# Utah wolves



## Lonetree (Dec 4, 2010)

http://www.sltrib.com/sltrib/news/58505778-78/utah-wolf-wolves-wildlife.html.csp

I heard howls two different nights in Northern Utah, back in July. No response to my howl back. Saw a wolf in Utah in 2004, and heard howls again in 2006.

Based on tracks, there were 3 wolves in 2004, and they held to a pretty small area. It was May, so they may have had a den. My brother spotted one of them the following winter in 2005 not that far from where we saw the first one in 2004.


----------



## Mr Muleskinner (Feb 14, 2012)

We have spent a ton of time in Yellowstone and Swift Creek in the past couple of years. Prior to that we were directly north on the North Slope. 3 years back I swore that I saw a wolf in the Dahlgren Creek drainage and that night we heard the howl. If it was not a wolf it was a hybrid. The article is correct, once you have heard a wolf there is no mistaking it. Having lived many years outside of YNP and hunted several times for bear in Idaho, I have seen and heard my share of wolves. I don't doubt you or this article. Wolves can migrate with the best of them.

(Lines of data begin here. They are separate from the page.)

PR #662, opened 2019-08-07
PHPLIB-457: Audit and implement any missing change stream spec prose tests

alcaeus:
https://jira.mongodb.org/browse/PHPLIB-457

### DIFF
--- a/src/Operation/Watch.php
+++ b/src/Operation/Watch.php
@@ -250,7 +250,7 @@ class Watch implements Executable, /* @internal */ CommandSubscriber
     {
         return new ChangeStream(
             $this->createChangeStreamIterator($server),
-            function($resumeToken) { return $this->resume($resumeToken); }
+            function($resumeToken, $hasAdvanced) { return $this->resume($resumeToken, $hasAdvanced); }
         );
     }
 
@@ -333,10 +333,11 @@ class Watch implements Executable, /* @internal */ CommandSubscriber
      *
      * @see https://github.com/mongodb/specifications/blob/master/source/change-streams/change-streams.rst#resume-process
      * @param array|object|null $resumeToken
+     * @param bool              $hasAdvanced
      * @return ChangeStreamIterator
      * @throws InvalidArgumentException
      */
-    private function resume($resumeToken = null)
+    private function resume($resumeToken = null, $hasAdvanced = false)
     {
         if (isset($resumeToken) && ! is_array($resumeToken) && ! is_object($resumeToken)) {
             throw InvalidArgumentException::invalidType('$resumeToken', $resumeToken, 'array or object');
@@ -347,12 +348,14 @@ class Watch implements Executable, /* @internal */ CommandSubscriber
         // Select a new server using the original read preference
         $server = $this->manager->selectServer($this->aggregateOptions['readPreference']);
 
+        $resumeOption = isset($this->changeStreamOptions['startAfter']) && !$hasAdvanced ? 'startAfter' : 'resumeAfter';
+
         unset($this->changeStreamOptions['resumeAfter']);
         unset($this->changeStreamOptions['startAfter']);
         unset($this->changeStreamOptions['startAtOperationTime']);
 
         if ($resumeToken !== null) {
-            $this->changeStreamOptions['resumeAfter'] = $resumeToken;
+            $this->changeStreamOptions[$resumeOption] = $resumeToken;
         }
 
         if ($resumeToken === null && $this->operationTime !== null) {
--- a/tests/Operation/WatchFunctionalTest.php
+++ b/tests/Operation/WatchFunctionalTest.php
@@ -1382,6 +1382,105 @@ class WatchFunctionalTest extends FunctionalTestCase
         $this->assertSame($resumeToken, $changeStream->getResumeToken());
     }
 
+    /**
+     * Prose test: "$changeStream stage for ChangeStream started with startAfter
+     * against a server >=4.1.1 that has not received any results yet MUST
+     * include a startAfter option and MUST NOT include a resumeAfter option
+     * when resuming a change stream."
+     */
+    public function testResumingChangeStreamWithoutPreviousResultsIncludesStartAfterOption()
+    {
+        if (version_compare($this->getServerVersion(), '4.1.1', '<')) {
+            $this->markTestSkipped('Testing resumeAfter and startAfter can only be tested on servers >= 4.1.1');
+        }
+
+        $operation = new Watch($this->manager, $this->getDatabaseName(), $this->getCollectionName(), [], $this->defaultOptions);
+        $changeStream = $operation->execute($this->getPrimaryServer());
+
+        $this->insertDocument(['x' => 1]);
+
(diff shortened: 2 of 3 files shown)


tests/Operation/WatchFunctionalTest.php
```diff
@@ -1190,6 +1197,266 @@ public function testSessionFreed()
...
+        );
+
+        $this->assertSame(1, $commandCount);
+    }
+
+    /**
+     * Prose test: "ChangeStream will perform server selection before attempting
+     * to resume, using initial readPreference"
+     */
+    public function testOriginalReadPreferenceIsPreservedOnResume()
```
jmikola: Since this test requires a secondary, you may want to lead with:

```php
try {
    $this->manager->selectServer(new ReadPreference('secondary'));
} catch (ConnectionTimeoutException $e) {
    $this->markTestSkipped('Secondary is not available');
}
```

We do this in DocumentationExamplesTest once for something that uses a secondary read preference. I believe that's the only place, so up to you if you'd like to make a common skip method in FunctionalTestCase for this.

Other instances of secondary-related read preferences are in ClientTest.php, CollectionFunctionalTest, and DatabaseFunctionalTest, but they don't actually require a secondary to exist.

tests/Operation/WatchFunctionalTest.php
```diff
@@ -1190,6 +1197,266 @@ public function testSessionFreed()
...
+
+    /**
+     * Prose test
+     * For a ChangeStream under these conditions:
+     * - Running against a server <4.0.7.
+     * - The batch is empty or has been iterated to the last document.
+     * Expected result:
+     * - getResumeToken must return the _id of the last document returned if one exists.
+     * - getResumeToken must return resumeAfter from the initial aggregate if the option was specified.
+     * - If resumeAfter was not specified, the getResumeToken result must be empty.
```
jmikola: I see the first two assertions in the test, but is this third case being tested?

tests/Operation/WatchFunctionalTest.php
```diff
@@ -1190,6 +1197,266 @@ public function testSessionFreed()
...
+
+        $changeStream->next();
+        $this->assertNotSame($previousCursorId, $changeStream->getCursorId());
+
+        $getCursor = Closure::bind(
+            function () {
+                return $this->iterator->getInnerIterator();
+            },
+            $changeStream,
+            ChangeStream::class
```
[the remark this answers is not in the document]
alcaeus: Yes, this allows private access without having to deal with reflection :)

src/Operation/Watch.php
```diff
@@ -347,12 +348,14 @@ private function resume($resumeToken = null)
         // Select a new server using the original read preference
         $server = $this->manager->selectServer($this->aggregateOptions['readPreference']);
 
+        $resumeOption = isset($this->changeStreamOptions['startAfter']) && !$hasAdvanced ? 'startAfter' : 'resumeAfter';
```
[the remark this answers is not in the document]
alcaeus: That is correct. The spec change clarified that drivers have to use `startAfter` if the original `aggregate` command used that option and no documents were returned. I'll reference PHPLIB-411 in the commit message for that second commit.

tests/Operation/WatchFunctionalTest.php
```diff
@@ -1190,6 +1197,266 @@ public function testSessionFreed()
...
+    {
+        if (version_compare($this->getServerVersion(), '4.0.0', '<')) {
+            $this->markTestSkipped('failCommand is not supported');
+        }
+
+        $operation = new Watch($this->manager, $this->getDatabaseName(), $this->getCollectionName(), [], $this->defaultOptions);
+
+        $aggregateCommands = [];
+
+        $this->configureFailPoint([
```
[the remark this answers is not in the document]
alcaeus: With #657, the `\MongoDB\Tests\FunctionalTestCase::getUri` helper was changed to extract a single mongos node from a URL containing multiple nodes to avoid issues with `failCommand` being run on a different server than any subsequent commands. Spec tests that specify `useMultipleMongoses: true` recreate the client with the original connection string to properly test that behaviour. There's also #659 which re-enables change stream tests on sharded clusters which required some more changes to the way we handle change streams in tests. Since that pull request currently triggers a segfault on shutdown in the driver, I'd revisit tests on sharded clusters after merging this PR.

Furthermore, changes necessary to test sharded transactions for [PHPLIB-374](https://jira.mongodb.org/browse/PHPLIB-374) will allow us to create fail points on a specific server, which can also be used to work around the limitation of `failCommand` on sharded clusters.

tests/Operation/WatchFunctionalTest.php
alcaeus: That is checked in the first assertion to `$changeStream->getResumeToken()` directly after executing the `watch` operation. It was easier testing that directly after running the operation since we have a change stream with an empty batch and without a `resumeAfter` option.

tests/Operation/WatchFunctionalTest.php
alcaeus: I added a `catch` block to the `selectServer` statement below where we select the secondary server for the operation. While we could add a `getSecondaryServer()` method similar to `getPrimaryServer`, I'd rather make skipping the test if no secondary was found explicit instead of hiding it in a helper method.

tests/Operation/WatchFunctionalTest.php
```diff
@@ -1190,6 +1197,266 @@ public function testSessionFreed()
...
+
+        $this->assertCount(2, $aggregateCommands);
+
+        $aggregateCommands = array_map(
+            function (array $aggregateCommand) {
+                // Remove resume options from the changestream document
+                if (isset($aggregateCommand['pipeline'][0]->{'$changeStream'})) {
+                    $aggregateCommand['pipeline'][0]->{'$changeStream'} = array_diff_key(
+                        (array) $aggregateCommand['pipeline'][0]->{'$changeStream'},
+                        ['resumeAfter' => false, 'startAfter' => false, 'startAtOperationTime' => false]
```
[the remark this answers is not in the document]
alcaeus: I've added assertions that the first command contains none of the `resumeAfter`, `startAfter` and `startAtOperationTime`, while the second command needs to contain at least one of them. After that, we still compare the rest of the pipeline to make sure they're identical, minus the aforementioned options.

tests/Operation/WatchFunctionalTest.php
jmikola: > I'd rather make skipping the test if no secondary was found explicit instead of hiding it in a helper method.

Ah, I was suggesting a `skipIfNoSecondary()` helper, which would be similar to `skipIfChangeStreamIsNotSupported()` or `skipIfTransactionsAreNotSupported()`. I wasn't suggesting a new `getSecondaryServer()` method that skips the test if it fails to select a secondary.

In any event, this change looks good.

tests/Operation/WatchFunctionalTest.php
jmikola: Ah, I missed that line. LGTM!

edit: I have also owned hybrid wolves before


----------



## klbzdad (Apr 3, 2012)

For some odd reason, my parents adopted a neglected hybrid one year in Spring Creek, Nevada. When I came to visit them, I asked about the mutt and they said that the only one that could get close was my father. I walked back there near the enclosure and the posture, stare, and sound that came from that beast terrified the hell out of me to the point that I threatened to shoot the devil dog. They eventually sent him to some sanctuary in Idaho that later was closed and all animals euthanized (shucks). Hope to never see or hear the real thing!


----------



## Mr Muleskinner (Feb 14, 2012)

Mine was definitely MY dog. It was different than any other dog I have had but others could pet it and play with it. I kept in the house with me at night and it went to work with me (when I was not fishing). I loved it to death. Easily the toughest and most independent dog I have ever seen. Not for most people for sure but they can be good dogs.


----------



## Upland Blue (Sep 21, 2014)

having come from Idaho where i had been seeing wolves for years before i left reporting them to fish and game like i was asked and then being called a liar because ther were not supposto be that many of the animals well not knowing how many babies the wrong species of wolves introduced would have has been a problem there herds in three different ranges we followed down to a quarter of the size they were my whole life farmers i knew and worked for that are killing them in increaseingly more populated areas more and more livestock is killed dailey but the state will not publish anything bad about wolves even with pics trail cams bus driver sitings dead livestock hunters reports they are not real to the powers that be in the numbers they are in the woods but having been out post and pre wolves holy crap what a mess


----------



## NHS (Sep 7, 2007)

Upland Blue said:


> having come from Idaho where i had been seeing wolves for years before i left reporting them to fish and game like i was asked and then being called a liar because ther were not supposto be that many of the animals well not knowing how many babies the wrong species of wolves introduced would have has been a problem there herds in three different ranges we followed down to a quarter of the size they were my whole life farmers i knew and worked for that are killing them in increaseingly more populated areas more and more livestock is killed dailey but the state will not publish anything bad about wolves even with pics trail cams bus driver sitings dead livestock hunters reports they are not real to the powers that be in the numbers they are in the woods but having been out post and pre wolves holy crap what a mess


I tried to follow you here, however I couldn't make it to the end. Punctuation! You should give it a try sometime.


----------



## Mr Muleskinner (Feb 14, 2012)

the "dead livestock hunters reports" should have been a clear indication that there is a problem.


----------



## Upland Blue (Sep 21, 2014)

Sorry for the rant was a bit emotional and the learning disability i do not write well and dont think in terms of punctuation i bet it is frustrating :sad: i will have somebody proofread for me


----------



## NHS (Sep 7, 2007)

Don't worry about it. Dknhntdstin has the same problem and we all love him. At least 87.3% of your words were spelled correctly. Dksnhstsnd usually only gets about 23.8% of his right. He does however know how to use a period.


----------



## Mr Muleskinner (Feb 14, 2012)

Upland Blue said:


> Sorry for the rant was a bit emotional and the learning disability i do not write well and dont think in terms of punctuation i bet it is frustrating :sad: i will have somebody proofread for me


I am just a jerk


----------



## wyogoob (Sep 7, 2007)

Upland Blue said:


> Sorry for the rant was a bit emotional and the learning disability i do not write well and dont think in terms of punctuation i bet it is frustrating :sad: i will have somebody proofread for me


Hey, welcome to the Forum Upland Blue!!

Many of the UWN members, and a coupla *Moderators*, have learning disabilities but they try their darnest to throw a period in a paragraph now and then...many times a capital letter or two.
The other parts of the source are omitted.